Solved – Feasible to do hierarchical CFA with only two first-order factors

factor analysisstructural-equation-modeling

Kline (2011) p249 writes:

To identify a hierarchical CFA model, there must be at least three
first-order factors. Otherwise, the direct effects of the second-order
factor on the first-order factors or the disturbance variances may be
underidentified. Each first-order factor should have at least two
indicators.

  1. Kline presents this as a hard and fast rule. Are there any exceptions to this rule that could apply in a practical scenario (even if those exceptions are a bit farfetched)?

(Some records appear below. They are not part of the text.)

Issue #3692, opened 2023-11-27
.Net: Change KernelFunctionsArgument from string values to object values. Fix marshaling accordingly.


markwallace-microsoft:
```[tasklist]
### Tasks
- [x] 1 Prepare public API surface(Change KernelArguments value type to object? + add string value checks)
- [x] 2 Support object? type by OpenAPI(RestAPIOperationRunner)
- [x] 3 Support object? type by KernelPromptTemplate
```

PR #4013, opened 2023-12-05
.Net: Support for primitives and complex types by Kernel prompt template

SergeyMenshykh:
### Motivation and Context

Closes a corresponding task in the - https://github.com/microsoft/semantic-kernel/issues/3692 issue.

This update is the next step in making it possible to use primitive and complex data types in SK. Currently, the kernel prompt template can only work with strings. This PR makes it possible to use other basic types like int, decimal, bool, object, etc... and complex types as well.

For an easy review experience, this PR does not rename the `ITextRendering` interface and introduces duplication for object-to-string conversion functionality. These changes will be addressed in follow-up PRs shortly afterward.


dotnet/src/SemanticKernel.Core/PromptTemplate/KernelPromptTemplate.cs
```diff
@@ -123,42 +122,42 @@ internal async Task<string> RenderAsync(List<Block> blocks, Kernel kernel, Kerne
...
 
-    /// <summary>
-    /// Validates that all the KernelArguments are of string type.
-    /// </summary>
-    /// <param name="arguments">The collection of KernelArguments to validate.</param>
-    /// <exception cref="KernelException">Thrown when an argument is not of type string.</exception>
-    private static void AssertArgumentOfStringType(KernelArguments? arguments)
-    {
-        if (arguments == null)
+    private static Func<object?, CultureInfo, string?>? GetTypeConverterDelegate(Type sourceType) =>
```
stephentoub, line 138: This is the duplicated logic you talk about cleaning up subsequently?

stephentoub (approved):

dotnet/src/SemanticKernel.Core/PromptTemplate/KernelPromptTemplate.cs
SergeyMenshykh: Right, both `ConvertToString` and `GetTypeConverterDelegate` method will be moved to a separate class and reused by the `KErnelPromptTemplate` and `FunctionResult` classes.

  2. Why are 3+ first-order factors required? If we forget about hierarchical factor analysis for a moment, I know that in a regular factor analysis having two indicators per factor and two factors is a technical minimum. That is, with two indicators per factor and two factors we might have with empirical underidentification or nonconvergence of iterative estimation, but usually it more or less works. I figured that since the second-order factor has no indicators, the first-order factors were in a way acting like indicators for the second-order factor. So maybe a model with one second-order factor and two first-order factors was kinda like a factor analysis model with two indicators and only one factor, which doesn't work. Is that an appropriate analogy for why it doesn't work?

  3. What should I do in a situation in which I 'want' to test a hierarchical factor model with a single second-order factor only two first-order factors? Are such models inherently untestable, or is there some way around this?

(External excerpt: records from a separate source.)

Issue #3947, opened 2023-12-04
.Net: Isolate Handlebars Kernel System helpers in their own class + add Categories filter for KernelSystemHelpers (i.e., KernelHelperCategories) 


teresaqhoang:
When registering helpers we should follow the same pattern as is used here https://github.com/Handlebars-Net/Handlebars.Net.Helpers. 

We don't want to put everything into a single class as indicated by using private static helper methods.

When registering these helpers with the template engine, there should be calls that look something like this:
```
KernelPromptHelpers.Register(handlebarsContext);
KernelPluginHelpers.Register(handlebarsContext);
KernelContextHelpers..Register(handlebarsContext);
```

Can probably also use `RegisterCustomHelpers` from `Handlebars.Net.Helpers` library for their built-in argument handling

Other notes
+ add option to filter KernelSystemHelpers (i.e., KernelHelperCategories) 
+ Should also consider standardizing the naming conventions for these helpers, i.e., 'Message' instead of 'message' since the built in Handlebars library helpers use PascalCase

markwallace-microsoft:
Closing as obsolete

PR #4017, opened 2023-12-06
.Net: Handlebars Prompt Template Helpers

teresaqhoang:
### Motivation and Context

This PR extends the Handlebars Template Factory with built-in and custom helpers to provide a consistent and convenient way for prompt and planner engineers to write Handlebars prompt templates.

These helpers bake in functionality for:
- Marking a block of text as a message with a role for chat completion connectors.
- Invoking functions from the kernel and passing parameters to them.
- Setting and getting variables in the template context.
- Performing common operations such as concatenation, arithmetic, comparison, and JSON serialization.
- Supporting different output types and formats for the rendered template.

ADR here: https://github.com/microsoft/semantic-kernel/pull/3600/files

### Description

Effectively, there are four buckets of helpers enabled in the Handlebars Template Engine:

1. Default helpers from the Handlebars library, including:
   - [Built-in helpers](https://handlebarsjs.com/guide/builtin-helpers.html) that enable loops and conditions (#if, #each, #with, #unless)
   - [Handlebars.Net.Helpers](https://github.com/Handlebars-Net/Handlebars.Net.Helpers/wiki)
2. Functions in the kernel
3. Helpers helpful to prompt engineers (i.e., message, or)
4. Utility helpers that can be used to perform simple logic or transformations on the template data or arguments (i.e., set, get, json, concat, equals, range, array)

When importing kernel functions as helpers, parameters are checked both positionally and as hash arguments to ensure expected types match and all required parameters are present.

This PR also refactors the Handlebars Planner to leverage the new Handlebars Prompt Template Factory.

Some follow-up (marked with TODOs)
- Isolate Handlebars Kernel System helpers in their own class (Issue #3947)
- Support override of default options
- Add Categories filter for KernelSystemHelpers (i.e., KernelHelperCategories)
- Add support for complex types (in parameter type checks)

### Contribution Checklist


dotnet/Directory.Packages.props
```diff
@@ -9,13 +9,15 @@
...
     <PackageVersion Include="Azure.Search.Documents" Version="11.5.0-beta.5" />
+    <PackageVersion Include="Handlebars.Net.Helpers" Version="2.4.1" />
     <PackageVersion Include="Markdig" Version="0.33.0" />
     <PackageVersion Include="Handlebars.Net" Version="2.1.4" />
     <PackageVersion Include="JsonSchema.Net.Generation" Version="3.5.0" />
     <PackageVersion Include="Microsoft.Azure.Kusto.Data" Version="11.3.5" />
     <PackageVersion Include="Microsoft.Bcl.HashCode" Version="[1.1.0, )" />
     <PackageVersion Include="Microsoft.Bcl.AsyncInterfaces" Version="8.0.0" />
     <PackageVersion Include="Microsoft.Bcl.TimeProvider" Version="8.0.0" />
+    <PackageVersion Include="Microsoft.SemanticKernel.PromptTemplate.Handlebars" Version="1.0.0-beta8" />
```
glahaye, line 20: Wait...  What?  Ingesting this code through a NuGet instead of as a project reference?  Is this what we want to do?

dotnet/samples/KernelSyntaxExamples/Example65_HandlebarsPlanner.cs
```diff
@@ -127,7 +127,9 @@ private static async Task PlanNotPossibleSampleAsync(bool shouldPrintPrompt = fa
             // Load additional plugins to enable planner but not enough for the given goal.
             await RunSampleAsync("Send Mary an email with the list of meetings I have scheduled today.", shouldPrintPrompt, "SummarizePlugin");
         }
-        catch (KernelException e)
+        catch (KernelException ex) when (
+            ex.Message.Contains("The plan references hallucinated helpers", StringComparison.CurrentCultureIgnoreCase)
+            || ex.Message.Contains("Unable to create plan for goal with available functions", StringComparison.CurrentCultureIgnoreCase))
```
glahaye, line 132: We just swallow these errors and do nothing when we get them?

dotnet/src/Extensions/PromptTemplate.Handlebars/HandlebarsPromptTemplate.cs
```diff
@@ -1,60 +1,72 @@
...
+/// Represents a Handlebars prompt template.
+/// </summary>
+public class HandlebarsPromptTemplate : IPromptTemplate
 {
     /// <summary>
-    /// Constructor for PromptTemplate.
+    /// Default options for built-in Handlebars helpers.
+    /// </summary>
+    /// TODO [@teresaqhoang]: Support override of default options
+    private readonly HandlebarsPromptTemplateOptions _options = new();
```
glahaye, line 20: Nit: initialization not needed since it will always be done in the constructor

dotnet/src/Extensions/PromptTemplate.Handlebars/HandlebarsPromptTemplate.cs
```diff
@@ -1,60 +1,72 @@
...
     public async Task<string> RenderAsync(Kernel kernel, KernelArguments? arguments = null, CancellationToken cancellationToken = default)
-#pragma warning restore CS1998
     {
-        var handlebars = HandlebarsDotNet.Handlebars.Create();
+        arguments = this.GetVariables(arguments);
+        var handlebarsInstance = HandlebarsDotNet.Handlebars.Create();
 
-        foreach (IKernelPlugin plugin in kernel.Plugins)
+        // Add helpers for kernel functions
+        KernelFunctionHelpers.Register(handlebarsInstance, kernel, arguments, this._options.PrefixSeparator, cancellationToken);
```
glahaye, line 43: Can kill this empty line...

dotnet/src/Extensions/PromptTemplate.Handlebars/HandlebarsPromptTemplate.cs
```diff
@@ -1,60 +1,72 @@
...
+            this._options.RegisterCustomHelpers(handlebarsInstance, arguments);
         }
 
-        var template = handlebars.Compile(this._promptModel.Template);
+        var template = handlebarsInstance.Compile(this._promptModel.Template);
+
+        var prompt = template(arguments);
 
-        return template(this.GetVariables(arguments));
+        return await Task.FromResult(prompt).ConfigureAwait(true);
```
glahaye, line 58: As a rule of thumb, you want this to be ConfigureAwait(false) in libraries, including here.

dotnet/src/Extensions/PromptTemplate.Handlebars/Helpers/KernelFunctionHelpers/KernelFunctionHelpers.cs
```diff
@@ -0,0 +1,226 @@
...
+        string fullyResolvedFunctionName = functionMetadata.PluginName + nameDelimiter + functionMetadata.Name;
+
+        handlebarsInstance.RegisterHelper(fullyResolvedFunctionName, (in HelperOptions options, in Context context, in Arguments handlebarsArguments) =>
+        {
+            // Get the parameters from the template arguments
+            if (handlebarsArguments.Any())
+            {
+                if (handlebarsArguments[0].GetType() == typeof(HashParameterDictionary))
+                {
+                    ProcessHashArguments(functionMetadata, executionContext, handlebarsArguments[0] as IDictionary<string, object>, nameDelimiter);
```
glahaye, line 60: This superfluous empty line passed our style checker?

dotnet/src/Extensions/Extensions.UnitTests/PromptTemplate/Handlebars/HandlebarsPromptTemplateTests.cs
```diff
@@ -40,67 +39,115 @@ public async Task ItRendersVariablesAsync()
...
-        });
-        promptConfig.InputVariables.Add(new InputVariable()
-        {
-            Name = "baz",
-            Description = "Baz",
-            Default = "Baz"
-        });
-        promptConfig.Template = "Foo {{bar}} {{baz}}";
+
+        this._factory = new(TestConsoleLogger.LoggerFactory, options);
```
TaoChenOSU, line 135: Is this going to affect other tests? The factory is used in other tests that may or may not run after this one.

dotnet/src/Extensions/PromptTemplate.Handlebars/HandlebarsPromptTemplateOptions.cs
```diff
@@ -0,0 +1,43 @@
...
+    /// </summary>
+    public RegisterCustomHelpersCallback? RegisterCustomHelpers { get; set; } = null;
+
+    /// <summary>
+    /// Initializes a new instance of the <see cref="HandlebarsPromptTemplateOptions"/> class.
+    /// </summary>
+    public HandlebarsPromptTemplateOptions()
+    {
+        this.PrefixSeparator = this.DefaultNameDelimiter;
+        this.Categories = new Category[] { Category.Math, Category.String };
```
TaoChenOSU, line 41: nit: could use more documentation on what `Category.Math` and `Category.String` are.

dotnet/src/Extensions/PromptTemplate.Handlebars/Helpers/KernelFunctionHelpers/KernelFunctionHelpers.cs
```diff
@@ -0,0 +1,226 @@
...
+/// Extension class to register Kernel functions as helpers.
+/// </summary>
+public static class KernelFunctionHelpers
+{
+    /// <summary>
+    /// Register all (default) or specific categories.
+    /// </summary>
+    /// <param name="handlebarsInstance">The <see cref="IHandlebars"/>-context.</param>
+    /// <param name="kernel">Kernel instance.</param>
+    /// <param name="executionContext">Kernel arguments maintained as the executing context..</param>
```
TaoChenOSU, line 25:
```suggestion
    /// <param name="executionContext">Kernel arguments maintained as the executing context.</param>
```

dotnet/src/Extensions/PromptTemplate.Handlebars/Helpers/KernelFunctionHelpers/KernelFunctionHelpers.cs
```diff
@@ -0,0 +1,226 @@
...
+    /// <param name="executionContext">Arguments maintained in the executing context.</param>
+    /// <param name="handlebarsArguments">Arguments passed to the Handlebars helper.</param>
+    /// <param name="nameDelimiter">The character used to delimit the plugin name and function name in a Handlebars template.</param>
+    /// <exception cref="KernelException">Thrown when a required parameter is missing.</exception>
+    private static void ProcessHashArguments(
+        KernelFunctionMetadata functionMetadata,
+        KernelArguments executionContext,
+        IDictionary<string, object>? handlebarsArguments,
+        string nameDelimiter
+    )
```
TaoChenOSU, line 120: nit: closing parenthesis on the same line with the last parameter.

dotnet/src/Extensions/PromptTemplate.Handlebars/Helpers/KernelFunctionHelpers/KernelFunctionHelpers.cs
```diff
@@ -0,0 +1,226 @@
...
+        foreach (var param in functionMetadata.Parameters)
+        {
+            var fullyQualifiedParamName = functionMetadata.Name + nameDelimiter + param.Name;
+            var value = handlebarsArguments is not null && (handlebarsArguments.TryGetValue(param.Name, out var val) || handlebarsArguments.TryGetValue(fullyQualifiedParamName, out val)) ? val : null;
+
+            if (value is not null && (handlebarsArguments?.ContainsKey(param.Name) == true || handlebarsArguments?.ContainsKey(fullyQualifiedParamName) == true))
+            {
+                if (IsExpectedParameterType(param, value))
+                {
+                    executionContext[param.Name] = value;
```
TaoChenOSU, line 132: Should we check for duplicated keys?

dotnet/src/Extensions/PromptTemplate.Handlebars/Helpers/KernelFunctionHelpers/KernelFunctionHelpers.cs
```diff
@@ -0,0 +1,226 @@
...
+    /// Processes the positional arguments passed to a Handlebars helper function.
+    /// </summary>
+    /// <param name="functionMetadata">KernelFunctionMetadata for the function being invoked.</param>
+    /// <param name="executionContext">Arguments maintained in the executing context.</param>
+    /// <param name="handlebarsArguments">Arguments passed to the Handlebars helper.</param>
+    /// <exception cref="KernelException">Thrown when a required parameter is missing.</exception>
+    private static void ProcessPositionalArguments(KernelFunctionMetadata functionMetadata, KernelArguments executionContext, Arguments handlebarsArguments)
+    {
+        var requiredParameters = functionMetadata.Parameters.Where(p => p.IsRequired).ToList();
+        if (handlebarsArguments.Length >= requiredParameters.Count && handlebarsArguments.Length <= functionMetadata.Parameters.Count)
```
TaoChenOSU, line 156:
```suggestion
        if (requiredParameters.Count <= handlebarsArguments.Length && handlebarsArguments.Length <= functionMetadata.Parameters.Count)
```

dotnet/src/Extensions/PromptTemplate.Handlebars/Helpers/KernelHelperUtils.cs
```diff
@@ -0,0 +1,61 @@
...
+    /// <param name="type">The type to check.</param>
+    /// <returns>True if the type is a numeric type; otherwise, false.</returns>
+    public static bool IsNumericType(Type? type)
+    {
+        return type is not null &&
+            Type.GetTypeCode(type) is
+            TypeCode.SByte or TypeCode.Int16 or TypeCode.Int32 or TypeCode.Int64 or
+            TypeCode.Byte or TypeCode.UInt16 or TypeCode.UInt32 or TypeCode.UInt64 or
+            TypeCode.Double or TypeCode.Single or
+            TypeCode.Decimal;
```
TaoChenOSU, line 27:
```
            return type is not null &&
                Type.GetTypeCode(type) is
                    TypeCode.SByte or
                    TypeCode.Int16 or
                    TypeCode.Int32 or
                    TypeCode.Int64 or
                    TypeCode.Byte or
                    TypeCode.UInt16 or
                    TypeCode.UInt32 or
                    TypeCode.UInt64 or
                    TypeCode.Double or
                    TypeCode.Single or
                    TypeCode.Decimal;
```
may be more readable.

dotnet/src/Extensions/PromptTemplate.Handlebars/Helpers/SystemHelpers/KernelSystemHelpers.cs
```diff
@@ -0,0 +1,177 @@
...
+        {
+            options.PrefixSeparator = helperOptions.PrefixSeparator;
+            options.Categories = helperOptions.Categories;
+            options.UseCategoryPrefix = helperOptions.UseCategoryPrefix;
+            options.CustomHelperPaths = helperOptions.CustomHelperPaths;
+        });
+    }
+
+    /// <summary>
+    ///  Register all system helpers.
```
TaoChenOSU, line 44:
```suggestion
    /// Register all system helpers.
```

dotnet/src/Extensions/PromptTemplate.Handlebars/Helpers/SystemHelpers/KernelSystemHelpers.cs
```diff
@@ -0,0 +1,177 @@
...
+    /// </summary>
+    /// <param name="handlebarsInstance"></param>
+    /// <param name="variables"></param>
+    /// <exception cref="KernelException"></exception>
```
TaoChenOSU, line 48: xml docs has no content.

dotnet/src/Extensions/PromptTemplate.Handlebars/Helpers/SystemHelpers/KernelSystemHelpers.cs
```diff
@@ -0,0 +1,177 @@
...
+    private static void RegisterSystemHelpers(
+        IHandlebars handlebarsInstance,
+        KernelArguments variables
+    )
```
TaoChenOSU, line 52: nit: closing parenthesis on the same line with the last parameter.

dotnet/src/Extensions/PromptTemplate.Handlebars/Helpers/SystemHelpers/KernelSystemHelpers.cs
```diff
@@ -0,0 +1,177 @@
...
+
+        handlebarsInstance.RegisterHelper("concat", (in HelperOptions options, in Context context, in Arguments arguments) =>
+        {
+            List<string?> strings = arguments.Select((var) =>
+            {
+                if (var == null)
+                {
+                    return null;
+                }
+                return var!.ToString();
```
TaoChenOSU, line 124:
```
return var == null ? null : var.ToString();
```

dotnet/src/Planners/Planners.Handlebars/Handlebars/HandlebarsPlan.cs
```diff
@@ -9,6 +12,11 @@ namespace Microsoft.SemanticKernel.Planning.Handlebars;
 /// </summary>
 public sealed class HandlebarsPlan
 {
+    /// <summary>
+    /// Error message for hallucinated helpers.
+    /// </summary>
+    public const string HallucinatedHelpersErrorMessage = "Template references a helper that cannot be resolved.";
```
TaoChenOSU, line 18: Does this have to be public?

dotnet/src/Planners/Planners.Handlebars/Handlebars/HandlebarsPlanner.cs
```diff
@@ -16,15 +20,41 @@ namespace Microsoft.SemanticKernel.Planning.Handlebars;
 /// </summary>
 public sealed class HandlebarsPlanner
 {
+    /// <summary>
+    /// Error message if kernel does not contain sufficient functions to create a plan.
+    /// </summary>
+    public const string InsufficientFunctionsError = "Additional helpers may be required";
```
TaoChenOSU, line 26: Does this have to be public?

dotnet/src/Extensions/PromptTemplate.Handlebars/Helpers/SystemHelpers/KernelSystemHelpers.cs
dmytrostruk: This should work as well: `return var?.ToString();`
All block in `RegisterHelper` could look like `return string.Concat(arguments.Select(var => var?.ToString()));`

dotnet/src/Extensions/Extensions.UnitTests/PromptTemplate/Handlebars/HandlebarsPromptTemplateTests.cs
teresaqhoang: Should be a non-effect if any. This just registers the custom helper, and none of the other templates used in other tests reference the helper, so if anything, it's just an extra function that's registered in the kernel.

dotnet/src/Extensions/PromptTemplate.Handlebars/Helpers/SystemHelpers/KernelSystemHelpers.cs
teresaqhoang: Love the optimizations suggestions, have been looking at this code for too long. Thank you!

dotnet/src/Planners/Planners.Handlebars/Handlebars/HandlebarsPlanner.cs
teresaqhoang: no, changed

dotnet/Directory.Packages.props
teresaqhoang: somehow this was auto-added, removing

dotnet/src/Extensions/PromptTemplate.Handlebars/Helpers/KernelHelperUtils.cs
```diff
@@ -0,0 +1,61 @@
...
+    /// <returns>The double representation of the object.</returns>
+    public static double CastToNumber(object number)
+    {
+        try
+        {
+            return Convert.ToDouble(number, CultureInfo.CurrentCulture);
+        }
+        catch (FormatException)
+        {
+            return Convert.ToDouble(number, CultureInfo.InvariantCulture);
```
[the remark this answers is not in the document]
glahaye: Ah, I see.  Maybe put a short comment to that effect.

Also, consider renaming the method to CastToDouble

dotnet/samples/KernelSyntaxExamples/Example65_HandlebarsPlanner.cs
```diff
@@ -126,7 +126,9 @@ private static async Task PlanNotPossibleSampleAsync(bool shouldPrintPrompt = fa
...
```
stephentoub, line 131: We generally discourage developers from parsing exception messages. It's very fragile, both to tweaks / improvements over time and to localization (improving an exception message could break such code). If it's important to be able to differentiate these cases, we should consider throwing a more derived exception type and/or differentiating these cases with an enum error code on the exception.

dotnet/src/Extensions/PromptTemplate.Handlebars/HandlebarsPromptTemplate.cs
```diff
@@ -1,60 +1,72 @@
...
 using Microsoft.Extensions.Logging.Abstractions;
+using Microsoft.SemanticKernel.PromptTemplate.Handlebars.Helpers;
 
 namespace Microsoft.SemanticKernel.PromptTemplate.Handlebars;
 
-internal sealed class HandlebarsPromptTemplate : IPromptTemplate
+/// <summary>
+/// Represents a Handlebars prompt template.
+/// </summary>
+public class HandlebarsPromptTemplate : IPromptTemplate
```
stephentoub, line 14: This needs to be public for the 1.0 release?

dotnet/src/Extensions/PromptTemplate.Handlebars/HandlebarsPromptTemplate.cs
```diff
@@ -1,60 +1,72 @@
...
-            foreach (KernelFunction function in plugin)
-            {
-                handlebars.RegisterHelper($"{plugin.Name}_{function.Name}", (writer, hcontext, parameters) =>
-                {
-                    var result = function.InvokeAsync(kernel, arguments).GetAwaiter().GetResult();
-                    writer.WriteSafeString(result.ToString());
-                });
-            }
+            this._options.RegisterCustomHelpers(handlebarsInstance, arguments);
         }
```
stephentoub, line 52: Nit: this can be:
```C#
this._options.RegisterCustomHelpers?.Invoke(handlebarsInstance, arguments);
```

dotnet/src/Extensions/PromptTemplate.Handlebars/HandlebarsPromptTemplateFactory.cs
```diff
@@ -14,11 +15,26 @@ public class HandlebarsPromptTemplateFactory : IPromptTemplateFactory
     /// <summary>The name of the Handlebars template format.</summary>
```
stephentoub, line 15: Can we seal this?

dotnet/src/Extensions/PromptTemplate.Handlebars/HandlebarsPromptTemplateOptions.cs
```diff
@@ -0,0 +1,47 @@
...
+    /// Delegate for registering custom helpers.
+    /// </summary>
+    /// <param name="handlebarsInstance">The Handlebars instance.</param>
+    /// <param name="executionContext">Arguments maintained in the template execution context.</param>
+    public delegate void RegisterCustomHelpersCallback(IHandlebars handlebarsInstance, KernelArguments executionContext);
+
+    /// <summary>
+    /// Callback for registering custom helpers.
+    /// </summary>
+    public RegisterCustomHelpersCallback? RegisterCustomHelpers { get; set; } = null;
```
stephentoub, line 33: The `= null;` here isn't necessary.

dotnet/src/Extensions/PromptTemplate.Handlebars/HandlebarsPromptTemplateOptions.cs
```diff
@@ -0,0 +1,47 @@
...
+    /// Default character to use for delimiting plugin name and function name in a Handlebars template.
+    /// </summary>
+    public string DefaultNameDelimiter { get; set; } = "-";
+
+    /// <summary>
+    /// Delegate for registering custom helpers.
+    /// </summary>
+    /// <param name="handlebarsInstance">The Handlebars instance.</param>
+    /// <param name="executionContext">Arguments maintained in the template execution context.</param>
+    public delegate void RegisterCustomHelpersCallback(IHandlebars handlebarsInstance, KernelArguments executionContext);
```
stephentoub, line 28: Do we need a custom delegate, or could we just use `Action<IHandlebars, KernelArguments>`?

dotnet/src/Extensions/PromptTemplate.Handlebars/Helpers/KernelFunctionHelpers/KernelFunctionHelpers.cs
```diff
@@ -0,0 +1,220 @@
...
+using HandlebarsDotNet.Compiler;
+
+#pragma warning disable IDE0130 // Namespace does not match folder structure
+namespace Microsoft.SemanticKernel.PromptTemplate.Handlebars.Helpers;
+#pragma warning restore IDE0130
+
+/// <summary>
+/// Extension class to register Kernel functions as helpers.
+/// </summary>
+public static class KernelFunctionHelpers
```
stephentoub, line 18: Is this intended to be extension methods as the comment indicates? If so, it should be named with an "Extensions" suffix, and the public method(s) should actually be extensions, e.g. it should be `Register(this IHandlebars handlebars, ...`.  Also, the name of the type starts with "KernelFunction" but this actually extends "IHandlebars"... should it be "Handlebarsextensions"?

dotnet/src/Extensions/PromptTemplate.Handlebars/Helpers/KernelFunctionHelpers/KernelFunctionHelpers.cs
```diff
@@ -0,0 +1,220 @@
...
+        IHandlebars handlebarsInstance,
+        Kernel kernel,
+        KernelArguments executionContext,
+        string nameDelimiter,
+        CancellationToken cancellationToken = default)
+    {
+        kernel.Plugins.GetFunctionsMetadata().ToList()
+            .ForEach(function =>
+                RegisterFunctionAsHelper(kernel, executionContext, handlebarsInstance, function, nameDelimiter, cancellationToken)
+            );
```
stephentoub, line 38: This should just be a foreach loop, rather than allocating a List and ForEach'ing that, e.g.
```C#
foreach (var function in kernel.Plugins.GetFunctionsMetadata())
{
    RegisterFunctionAsHelper(kernel, executionContext, handlebarsInstance, function, nameDelimiter, cancellationToken);
}
```

Also, this method is taking a CancellationToken but it's not async... that's an unusual combination outside of certain domains.  What's the purpose of the CancellationToken here?

dotnet/src/Extensions/PromptTemplate.Handlebars/Helpers/KernelHelperUtils.cs
```diff
@@ -0,0 +1,50 @@
+﻿// Copyright (c) Microsoft. All rights reserved.
+
+using System;
+
+#pragma warning disable IDE0130 // Namespace does not match folder structure
```
stephentoub, line 5: We shouldn't need these IDE0130 suppressions anymore.

dotnet/src/Extensions/PromptTemplate.Handlebars/Helpers/KernelHelperUtils.cs
```diff
@@ -0,0 +1,50 @@
...
+namespace Microsoft.SemanticKernel.PromptTemplate.Handlebars.Helpers;
+#pragma warning restore IDE0130
+
+/// <summary>
+/// Extension class to register additional helpers as Kernel System helpers.
+/// </summary>
+public static class KernelHelpersUtils
```
stephentoub, line 12: This needs to be public? If yes, wee should come up with a different class name, but better to keep it internal if at all possible.

dotnet/src/Planners/Planners.Handlebars/Handlebars/HandlebarsPlan.cs
```diff
@@ -46,11 +54,28 @@ public override string ToString()
...
+            TemplateFormat = HandlebarsPromptTemplateFactory.HandlebarsTemplateFormat,
+            Name = "ExecutePlan",
+        };
+
+        var handlebarsTemplate = templateFactory.Create(promptTemplateConfig) as HandlebarsPromptTemplate;
+        try
+        {
+            return await handlebarsTemplate!.RenderAsync(kernel, arguments, cancellationToken).ConfigureAwait(false);
+        }
+        catch (HandlebarsRuntimeException ex) when (ex.Message.Contains(HallucinatedHelpersErrorMessage))
```
stephentoub, line 75: This is the only way to check for what we need? What happens if handlebars fixes a typo or otherwise tweaks this message?

teresaqhoang: Screenshot 2023-12-07 at 8 37 25 AM

Doesn't look like there's an error code or something else that we can check.

This is more or less an optimization to make the error scenario clearer to the user (`Helper that cannot be resolved` vs explicitly calling out `Hallucinated helpers`), so I can remove this conditional, and it would more or less have the same outcome if that's preferred.

dotnet/src/Extensions/PromptTemplate.Handlebars/HandlebarsPromptTemplate.cs
teresaqhoang: Changed to internal

dotnet/src/Extensions/PromptTemplate.Handlebars/HandlebarsPromptTemplateOptions.cs
teresaqhoang: Changed to `Action<IHandlebars, KernelArguments>`

dotnet/src/Extensions/PromptTemplate.Handlebars/HandlebarsPromptTemplateOptions.cs
teresaqhoang: Removed

dotnet/src/Extensions/PromptTemplate.Handlebars/HandlebarsPromptTemplateOptions.cs
```diff
@@ -0,0 +1,47 @@
+﻿// Copyright (c) Microsoft. All rights reserved.
+
+using HandlebarsDotNet;
+using HandlebarsDotNet.Helpers.Enums;
+using HandlebarsDotNet.Helpers.Options;
+
+#pragma warning disable IDE0130 // Namespace does not match folder structure
+namespace Microsoft.SemanticKernel.PromptTemplate.Handlebars.Helpers;
```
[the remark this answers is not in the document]
teresaqhoang: Removed the .Helpers

dotnet/src/Extensions/PromptTemplate.Handlebars/Helpers/KernelFunctionHelpers/KernelFunctionHelpers.cs
```diff
@@ -0,0 +1,220 @@
...
+        KernelFunctionMetadata functionMetadata,
+        string nameDelimiter,
+        CancellationToken cancellationToken = default)
+    {
+        string fullyResolvedFunctionName = functionMetadata.PluginName + nameDelimiter + functionMetadata.Name;
+
+        handlebarsInstance.RegisterHelper(fullyResolvedFunctionName, (in HelperOptions options, in Context context, in Arguments handlebarsArguments) =>
+        {
+            // Get the parameters from the template arguments
+            if (handlebarsArguments.Any())
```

Kline, R. B. (2011). Principles and practice of structural equation modeling. Guilford publications.

Best Answer

It's not really a hard and fast rule, it's just that if you only have two first order factors, your model will be equivalent to a model where they are correlated. Your point 2 is correct.

It's just like if you have two measured variables, and want to fit a single factor model. If you have two variables (latent or measured), you have one covariance / correlation to account for - so you have only got 1 degree of freedom.

Say that these two variables are correlated 0.64. You want to estimate two loadings, but you only have 1 df, so you can only estimate one parameter. The way to fix that is to constrain the two loadings to be equal. If you do that, the loadings will be sqrt(0.64) = 0.8.

So (to address point 3) you can fit the model, but it won't tell you anything you didn't already know, and you won't learn anything from it.

(I'd argue that three first order factors doesn't tell you something - the factor loadings are a transformation of the factor covariance matrix, and are completely determined - you need four factors to over-identify the second order factor).